Lines in which "hipsr" appears should be pulled from the data below.

===== DATA EXTRACTS

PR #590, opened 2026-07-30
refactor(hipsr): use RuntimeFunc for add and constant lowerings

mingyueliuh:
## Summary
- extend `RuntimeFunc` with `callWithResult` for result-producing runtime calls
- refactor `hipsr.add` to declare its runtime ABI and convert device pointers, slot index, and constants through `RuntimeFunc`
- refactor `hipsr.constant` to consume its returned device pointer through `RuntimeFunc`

==========

* PROBLEM SOLUTION
refactor(hipsr): use RuntimeFunc for add and constant lowerings
- refactor `hipsr.add` to declare its runtime ABI and convert device pointers, slot index, and constants through `RuntimeFunc`
- refactor `hipsr.constant` to consume its returned device pointer through `RuntimeFunc`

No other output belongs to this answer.